The card, from the 2000 MTG set Nemesis, is a red sorcery that’s actually pretty decent for its age. It lets you play a little minigame with your opponent: you each pick a creature card from your respective hands to reveal, and whoever chose the card with the lowest mana value gets to play it for free.

While that’s a cool way to cheat on the casting cost of a creature, it’s also very risky. If your opponent wins the gambit, you’re not going to be happy, encouraging you to pick the cheapest critter possible – at which point why are you even bothering? However, if you’re up against a deck that’s running hardly any creatures, and if you can sculpt your opponents’ hand with targeted discard, you might be able to cheat something massive into play.

This has allowed the card to be a sideboard staple in Rakdos Reanimator Legacy decks. They have the perfect combination: a series of ginormous, powerful creatures that you’re already trying to cheat onto the battlefield, and four copies of Thoughtseize.

The thing is, this isn’t news to anyone. When a major price rise occurs, we’re usually looking for a new card or deck that’s boosted its power level, or at least a popular content creator that’s highlighted the card. Stronghold Gambit doesn’t seem to have any of that.

Reporting on the same price spike, MTGRocks has attributed the card’s momentous rise to stock simply having run out, the number of cards in circulation slowly being chipped away at by eternal players, until now there are none left.
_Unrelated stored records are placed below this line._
PR #123, opened 2022-01-12
Delegate full KustoQL expression to aggs visitors

tomconte:

Prior to working on the fix for Filters, I would like to delegate the full KustoQL expression creation to the bucket aggregation visitors, i.e. allow them to generate a full KustoQL statement and not only the part that goes in "(... | as aggs)".

This way the visitors could insert multiple statements in their KustoQL.

I also moved the DateRange source files to their proper location.


AsafMah:
I see the utility, but I don't like the code duplication.
What do you think of having a method "WrapWithFullStatement"(bad name, but you get the point) in the base class that all the aggregators will call, and it wall add the ( ... | as aggs) thing.

If not, can you maybe split it into different "append" class? because it's very easy to miss and I think it's error prone.
Instead of 
```c#
            queryStringBuilder.Append($"({KustoTableNames.Data} | {KustoQLOperators.Extend} {EncodeKustoField(filtersAggregation.Key)} = {KustoQLOperators.PackArray}(");
```
```c#
            queryStringBuilder.Append('(');
            queryStringBuilder.Append($"{KustoTableNames.Data} | {KustoQLOperators.Extend} {EncodeKustoField(filtersAggregation.Key)} = {KustoQLOperators.PackArray}(");
```
And in the closing too

AsafMah (approved):
LGTM

eladiw (approved):
LGTM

They point to the absence of listings for the card on TCGPlayer as evidence for this hypothesis.

I don’t buy it though, for two reasons. Firstly, there seem to be plenty of copies of the card available on other storefronts, like Cardmarket, where there’s no evidence any price spike has even occurred. And secondly, and this is pretty weird, there are still copies of Stronghold Gambit selling cheap on TCGPlayer, mixed in alongside the expensive sales.

On the day I’m writing this (July 1), a Lightly Played version of the card has sold for 68 cents, and four Near Mint copies have sold for $39.99. But another Near Mint copy has gone for just $2.25!

Rather than a genuine price spike, this smacks of market manipulation to me. Perhaps some naughty individual has paid over the odds in an attempt to drive up this card’s price and sell their own copies for more cash.

Or perhaps there’s a perfectly innocent explanation. It seems to have become a trend lately for TCGPlayer sellers to not delist a card they don’t actually want to sell, but instead set its cost to something ridiculous. This played havoc with price trackers like MTG Goldfish and Stocks for a while. And that means it’s possible some poor sod has accidentally paid way too much money for a card that wasn’t actually worth more than a dollar.

At any rate, I don’t think it’s possible for a genuine price spike to be fully contained to a single online store, so I’m saying this potential price spike has been myth-busted!